6.6 Normal Model

We’ve been introduced to the Normal model already as a smooth version of a unimodal, symmetric histogram. For a quantitative random variable \(X\) (whose value can be any real number), if the expected value is \(\mu\) and the variance is \(\sigma^2\), a Normal random variable has a probability density function of \[f(x) = \frac{1}{\sigma\sqrt{2\pi}}e^{-\frac{(x-\mu)^2}{2\sigma^2}}\]

For every potential value of \(\mu\) and \(\sigma\), there is a different function/curve. Some examples are shown below.

If a random variable \(X\) is modeled with a Normal model, we also say that “\(X\) follows a normal distribution” or that “\(X\) is normally-distributed”.

In general, the center of the distribution is \(\mu\) and the standard devation \(\sigma\), the square root of the variance, determines the spread of the distribution.

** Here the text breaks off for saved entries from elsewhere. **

PR #735, opened 2020-12-09
Reduce number of queries to render dashboard without sacrificing readability

mjgiarlo:
## Why was this change made?

See above.

CI

None

### DIFF
--- a/app/components/dashboard/collection_component.html.erb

Let’s consider the particular Normal model with \(\mu=0\) and \(\sigma=1\). This is called the standard normal distribution. We know that \(P(-1\leq X \leq 1) = 0.68\), which is calculated as the area under the curve between -1 and 1.

pnorm(1) - pnorm(-1)

## [1] 0.6826895

#pnorm(1) gives the area under the curve to the left of 1
#pnorm(-1) gives the area under the curve to the left of -1

We know that \(P(-2\leq X \leq 2) = 0.95\), calculated as the area under the curve between -2 and 2.

pnorm(2) - pnorm(-2)

## [1] 0.9544997

We know that \(P(-3\leq X \leq 3) = 0.997\), calculated as the area under the curve between -3 and 3.

pnorm(3) - pnorm(-3)

## [1] 0.9973002

The standard normal distribution is very convenient to work with. No matter what the long-run average \(\mu\) and standard deviation \(\sigma\) are for a normally-distributed random variable \(X\), we can standardize the values to obtain z-scores by subtracting \(\mu\) and dividing by \(\sigma\):

\[\text{z-score} = \frac{X - \mu}{\sigma}\]

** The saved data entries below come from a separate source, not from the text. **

PR #740, opened 2020-12-09
add delete button to works and collection edit page

### LINKED ISSUE #705: I should be able to delete draft deposits on the deposit forms for both works and collections.
Item deposit form, at the bottom left:

https://projects.invisionapp.com/share/EQXC9CLKCR2#/screens/428088403

Collection deposit form, at the bottom left: 

https://projects.invisionapp.com/share/EQXC9CLKCR2#/screens/420930437

peetucket:
## Why was this change made?

Fixes #705 (add delete button to draft works and collection edit pages)
Note: this discard button will only show up on the edit page when its possible to delete (i.e. on a first draft of a work or a collection that has been saved as a draft previously at least once)

**Item edit page:**

Screen Shot 2020-12-09 at 5 11 04 PM

------

**Collection edit page:**

Screen Shot 2020-12-09 at 5 10 28 PM

Added new unit tests and localhost browser


jcoyne:
Please add screenshots

peetucket:
> Please add screenshots

Added to the PR description

app/components/buttons_component.html.erb
```diff
@@ -1,6 +1,2 @@
-<div class="row justify-content-end">
-  <div class="col-auto">
-    <%= form.submit 'Save as draft', class: 'btn btn-primary', id: 'save-draft-button' %>
-    <%= form.submit submit_button_label, class: 'btn btn-primary' %>
-  </div>
-</div>
+<%= form.submit 'Save as draft', class: 'btn btn-primary', id: 'save-draft-button' %>
```
jcoyne, line 1: Rather than strip out this HTML, can we add the delete button into the ButtonsComponent?  These seems to appear the same between on both the collection and works edit pages.

jcoyne (changes requested):

app/components/buttons_component.html.erb
peetucket: We could do that, though we'd then end up duplicating the delete link since we'd we still need the separate `DeleteComponent` for the dashboard (same link but styled differently).  This was an attempt to centralize the delete links from any location into a single component.

jcoyne: Could `DeleteComponent` be called by the `ButtonComponent`?  The ButtonsComponent was intended to be the full last row of the form with all the buttons on it.

peetucket: Yeah, I could do that, though I'd have do to some logic in the `ButtonComponent` to pick the correct one for the form we are on, since the `DeleteComponent` is specific to a work of a collection.  Let me give it a try.

app/components/buttons_component.html.erb
```diff
@@ -1,4 +1,11 @@
-<div class="row justify-content-end">
+<div class="row justify-content-between">
+  <div class="col-auto">
+    <% if model_type == 'Work' %>
```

We typically denote z-scores with \(Z\). It turns out that \(Z\) follows a standard normal distribution. That is \(\mu=0, \sigma=1\) for \(Z\). This allows us to focus solely on the areas for the standard normal distribution rather than the particular normal distribution with mean \(\mu\) and standard deviation \(\sigma\).

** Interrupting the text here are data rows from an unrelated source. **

PR #741, opened 2020-12-09
Embargo Date Validation

### LINKED ISSUE #556: When "On this date" is selected, full embargo date must be provided
Currently it doesn't submit the form, but it provides no visual indication that something is wrong.

jermnelson:
## Why was this change made?
Fixes #556 

Displays the following when month and day are not set:
Screen Shot 2020-12-10 at 11 04 48 AM

New and existing tests.

n/a

### DIFF
--- a/app/validators/embargo_date_parts.rb
+++ b/app/validators/embargo_date_parts.rb
@@ -4,7 +4,8 @@
 # Validates embargo month and day
 class EmbargoDateParts < ActiveModel::Validator
   def validate(record)
-    return if record.send('embargo_date').instance_of?(Date)
+    return if record.embargo_date.instance_of?(Date)
+    return if record.release == 'immediate'
 
     month = record.send('embargo_date(2i)')
     day = record.send('embargo_date(3i)')
--- a/app/validators/embargo_date_parts.rb
+++ b/app/validators/embargo_date_parts.rb
@@ -1,0 +1,13 @@
+# typed: true
+# frozen_string_literal: true
+
+# Validates embargo month and day
+class EmbargoDateParts < ActiveModel::Validator
+  def validate(record)
+    return if record.send('embargo_date').instance_of?(Date)
+
+    month = record.send('embargo_date(2i)')
+    day = record.send('embargo_date(3i)')
+    record.errors.add('embargo-date', 'Must provide all parts') if month.nil? || day.nil?
+  end
+end
--- a/app/validators/embargo_date_parts.rb
+++ b/app/validators/embargo_date_parts.rb
@@ -4,11 +4,10 @@
 # Validates embargo month and day
 class EmbargoDateParts < ActiveModel::Validator
   def validate(record)
+    # If we've already successfully deserialized the date, there's no point to continuing
     return if record.embargo_date.instance_of?(Date)
-    return if record.release == 'immediate'
 
-    month = record.send('embargo_date(2i)')
-    day = record.send('embargo_date(3i)')
-    record.errors.add('embargo-date', 'Must provide all parts') if month.nil? || day.nil?
+    # Adds error because embargo date is nil (may be missing month and day values in form)
+    record.errors.add('embargo-date', 'Must provide all parts')
   end
 end
--- a/app/forms/draft_work_form.rb
+++ b/app/forms/draft_work_form.rb
@@ -29,7 +29,7 @@ class DraftWorkForm < Reform::Form
   validates :created_edtf, created_in_past: true
   validates :published_edtf, created_in_past: true
   validates :embargo_date, embargo_date: true
-  validates_with EmbargoDateParts
+  validates_with EmbargoDateParts, unless: proc { |form| form.release == 'immediate' }
 
   def deserialize!(params)
     # Choose between using the user provided citation and the auto-generated citation
--- a/app/forms/draft_work_form.rb
+++ b/app/forms/draft_work_form.rb
@@ -29,6 +29,7 @@ class DraftWorkForm < Reform::Form
   validates :created_edtf, created_in_past: true
   validates :published_edtf, created_in_past: true
   validates :embargo_date, embargo_date: true
+  validates_with EmbargoDateParts
 
   def deserialize!(params)
     # Choose between using the user provided citation and the auto-generated citation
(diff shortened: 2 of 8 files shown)


jermnelson:
Currently failing in the following two specs:

- `spec/requests/edit_work_spec.rb`
- `spec/requests/create_work_spec.rb`

``` ruby  
  Failure/Error: render 'errors', status: :bad_request                                                      
                                                                                                               
     ActionView::MissingTemplate:                                                                              
       Missing template works/errors, objects/errors, application/errors with {:locale=>[:en], :formats=>[:html
], :variants=>[], :handlers=>[:raw, :erb, :html, :builder, :ruby, :jbuilder]}. Searched in:                    
         * "/Users/jpnelson/2020/sul-dlss/happy-heron/app/views"                                               
         * "/Users/jpnelson/.rbenv/versions/2.7.1/lib/ruby/gems/2.7.0/gems/devise-4.7.3/app/views"             
         * "/Users/jpnelson/.rbenv/versions/2.7.1/lib/ruby/gems/2.7.0/gems/view_component-2.22.1/app/views"    
     # ./app/controllers/works_controller.rb:32:in `create'    
```

On line 32 in the`works_controller.rb` the render call is not finding the correct jbuilder template at `app/view/works/errors.json.jbuilder` view https://github.com/sul-dlss/happy-heron/blob/04f7da46fdf6fe4d85c6549965c5045b6af056b2/app/controllers/works_controller.rb#L26-L33

app/validators/embargo_date_parts.rb
```diff
@@ -0,0 +1,14 @@
+# typed: true
+# frozen_string_literal: true
+
+# Validates embargo month and day
+class EmbargoDateParts < ActiveModel::Validator
+  def validate(record)
+    return if record.send('embargo_date').instance_of?(Date)
```
jcoyne, line 7: Can you explain why this clause is necessary?

app/validators/embargo_date_parts.rb
```diff
@@ -0,0 +1,14 @@
...
+    return if record.send('release') == 'immediate'
```
jcoyne, line 8: Can you move this up into the form?  E.g. `validates_with EmbargoDateParts, if: Proc.new { |form| form.release == 'immediate' }`

app/validators/embargo_date_parts.rb
jcoyne: Also, why `send` and not just `record.embargo_date`?

jcoyne (changes requested):
Can you add a screenshot showing what the validation looks like to the user?

app/validators/embargo_date_parts.rb
jermnelson: Thanks, changed to  use `record.embargo_date`. The reason for this guard clause is that this test https://github.com/sul-dlss/happy-heron/blob/1190a978784dc06e275873c6970eceb5cededbcd/spec/requests/create_work_spec.rb#L261, fails because a valid Date is being passed into the `EmbargoDateParts` validator and we removed the month and day parameters in the filter https://github.com/sul-dlss/happy-heron/blob/1190a978784dc06e275873c6970eceb5cededbcd/app/forms/embargo_date_params_filter.rb#L20-L21
causing the validation to fail as we would expect. Both this guard clause and the next line are because of test failures (see also my comment below).

app/validators/embargo_date_parts.rb
jermnelson: Moving this up to the draft_work_form.rb causes four failing tests in the `spec/requests/create_work_spec.rb` (test on lines 328, 358, 396, 463).

app/validators/embargo_date_parts.rb
jcoyne: Can you add a comment to the effect of, `# If we've already successfully deserialized the date, there's no point to continue with this`

app/validators/embargo_date_parts.rb
jcoyne: sorry, the `if` should be `unless`.  Does that fix it?

jermnelson: Yup! That fixed the issues with the failing tests. Just pushed up a new commit.

jcoyne (changes requested):
I think this ought to have an integration test (in `spec/requests/create_work_spec.rb`) where we can see this error.

app/validators/embargo_date_parts.rb
```diff
@@ -0,0 +1,14 @@
+# typed: true
+# frozen_string_literal: true
+
+# Validates embargo month and day
+class EmbargoDateParts < ActiveModel::Validator
+  def validate(record)
+    # If we've already successfully deserialized the date, there's no point to continue with this
+    return if record.embargo_date.instance_of?(Date)
+
+    month = record.send('embargo_date(2i)')
```
jcoyne, line 10: Are these ever not nil?  Haven't they been deleted in EmbargoDateParams filter?

jcoyne (changes requested):

jermnelson:
> I think this ought to have an integration test (in `spec/requests/create_work_spec.rb`) where we can see this error.

Do you mean an integration test in the `spec/features/create_work_spec.rb`?

jcoyne:
I think in the requests spec should be sufficient. I'm not so concerned about the front end.

app/validators/embargo_date_parts.rb
jermnelson: Changed to just check if `embargo_date` is nil

app/validators/embargo_date_parts.rb
```diff
@@ -0,0 +1,12 @@
+# typed: true
+# frozen_string_literal: true
+
+# Validates embargo month and day
+class EmbargoDateParts < ActiveModel::Validator
+  def validate(record)
+    # If we've already successfully deserialized the date, there's no point to continue with this
+    return if record.embargo_date.instance_of?(Date)
+
+    record.errors.add('embargo-date', 'Must provide all parts') if record.embargo_date.nil?
```
jcoyne, line 10: I don't think this conditional is necessary, it's either a date or its nil.

jcoyne (changes requested):

jcoyne (approved):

Important: If a random variable can be modeled with a Normal model, then we know that:

About 68% of the time, the values will be within 1 standard deviation of the expected value.
About 95% of the time, the values will be within 2 standard deviations of the expected value.
About 99.7% of the time, the values will be within 3 standard deviations of the expected value.

We will call this the 68-95-99.7 rule.